Collected data —
════════════════════
PR #6084, opened 2023-02-27
Profiles topic

### LINKED ISSUE #6020: Profiles documentation
Profiles was released to stable in the 1.75 release.
Should either have a new topic (under User Guide) or add a section to the Settings topic explaining Profiles

gregvanl:
Fixes #6020

### DIFF
--- a/docs/editor/command-line.md
+++ b/docs/editor/command-line.md
@@ -1,5 +1,5 @@
 ---
-Order: 18
+Order: 19
 Area: editor
 TOCTitle: Command Line Interface
 ContentId: 8faef870-7a5f-4070-ad17-8ba791006912
--- a/docs/editor/command-line.md
+++ b/docs/editor/command-line.md
@@ -73,6 +73,14 @@ Argument|Description
 
 ![go to line and column](images/command-line/goto-line-column.png)
 
+## Select a profile
+
+You can launch VS Code with a specific [profile](/docs/editor/profiles.md) via the `--profile` command-line interface option. You pass the name of the profile after the `--profile` argument and open a folder or a workspace using that profile. The command line below opens the `web-sample` folder with the "Web Development" profile:
+
+`code ~/projects/web-sample --profile "Web Development"`
+
+If the profile specified does not exist, a new empty profile with the given name is created.
+
 ## Working with extensions
 
 You can install and manage VS Code [extensions](/docs/editor/extension-marketplace.md) from the command line.
--- a/docs/editor/profiles.md
+++ b/docs/editor/profiles.md
@@ -98,28 +98,15 @@ Profiles view will show current profile details (with Export) and imported profi
 
 ## Uses for Profiles
 
-todo@isidorn
+Profiles are a great way to customize VS Code to better fit your needs. In this section we'll look at some common use cases for profiles.
 
-### Programming Languages
+Since profiles are rememberd per workspace they are a great way to customize VS Code for a specific programming language. For example, you can create a JavaScript frontend profile that includes the extensions, settings and customisations you use for JavaScript development in one workspace, and have a Python backend profile that includes the extensions, settings and customisations you use for Python development active in another workspace. Using this approach you can easily switch between workspaces and always have VS Code configured the right way.
 
-Per workspace
-Also web development (front end versus back end)
-
-### Demos
-
-Simple without extra extensions or customizations
-Back to a default layout
-Also good for documentation screenshots
-Can use larger font size for presenting
+When doing a demo, you can use a profile to set up a specific configuration for your demo. For example, you can create a profile with a specific set of extensions and settings like zoom level, font size, and color theme. By doing this, a demo will not mess up your normal VS Code setup.
 
 ### Education
 
-Simplified layout and settings (autosave enabled) and just the extensions needed for a class
-
-### Testing
-
-Set up a specific repro or configuration without modifying your work setup
-"Oops" profile to put your setup back to a known state
+Profiles can be used to customise VS Code for students to ease the use in a classroom setting. Profiles allow educators to quickly share a customised VS Code setup with students. For example, educators can create a profile with a specific set of extensions and settings needed for a computer science class and then share that profile with students.
 
 ## Command line
 
--- a/docs/editor/profiles.md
════════════════════
Task goal — The answer must consist of all the entries, copied exactly.

Solution —
PR #6084, opened 2023-02-27
Profiles topic

### LINKED ISSUE #6020: Profiles documentation
Profiles was released to stable in the 1.75 release.
Should either have a new topic (under User Guide) or add a section to the Settings topic explaining Profiles

gregvanl:
Fixes #6020

### DIFF
--- a/docs/editor/command-line.md
+++ b/docs/editor/command-line.md
@@ -1,5 +1,5 @@
 ---
-Order: 18
+Order: 19
 Area: editor
 TOCTitle: Command Line Interface
 ContentId: 8faef870-7a5f-4070-ad17-8ba791006912
--- a/docs/editor/command-line.md
+++ b/docs/editor/command-line.md
@@ -73,6 +73,14 @@ Argument|Description
 
 ![go to line and column](images/command-line/goto-line-column.png)
 
+## Select a profile
+
+You can launch VS Code with a specific [profile](/docs/editor/profiles.md) via the `--profile` command-line interface option. You pass the name of the profile after the `--profile` argument and open a folder or a workspace using that profile. The command line below opens the `web-sample` folder with the "Web Development" profile:
+
+`code ~/projects/web-sample --profile "Web Development"`
+
+If the profile specified does not exist, a new empty profile with the given name is created.
+
 ## Working with extensions
 
 You can install and manage VS Code [extensions](/docs/editor/extension-marketplace.md) from the command line.
--- a/docs/editor/profiles.md
+++ b/docs/editor/profiles.md
@@ -98,28 +98,15 @@ Profiles view will show current profile details (with Export) and imported profi
 
 ## Uses for Profiles
 
-todo@isidorn
+Profiles are a great way to customize VS Code to better fit your needs. In this section we'll look at some common use cases for profiles.
 
-### Programming Languages
+Since profiles are rememberd per workspace they are a great way to customize VS Code for a specific programming language. For example, you can create a JavaScript frontend profile that includes the extensions, settings and customisations you use for JavaScript development in one workspace, and have a Python backend profile that includes the extensions, settings and customisations you use for Python development active in another workspace. Using this approach you can easily switch between workspaces and always have VS Code configured the right way.
 
-Per workspace
-Also web development (front end versus back end)
-
-### Demos
-
-Simple without extra extensions or customizations
-Back to a default layout
-Also good for documentation screenshots
-Can use larger font size for presenting
+When doing a demo, you can use a profile to set up a specific configuration for your demo. For example, you can create a profile with a specific set of extensions and settings like zoom level, font size, and color theme. By doing this, a demo will not mess up your normal VS Code setup.
 
 ### Education
 
-Simplified layout and settings (autosave enabled) and just the extensions needed for a class
-
-### Testing
-
-Set up a specific repro or configuration without modifying your work setup
-"Oops" profile to put your setup back to a known state
+Profiles can be used to customise VS Code for students to ease the use in a classroom setting. Profiles allow educators to quickly share a customised VS Code setup with students. For example, educators can create a profile with a specific set of extensions and settings needed for a computer science class and then share that profile with students.
 
 ## Command line
 
--- a/docs/editor/profiles.md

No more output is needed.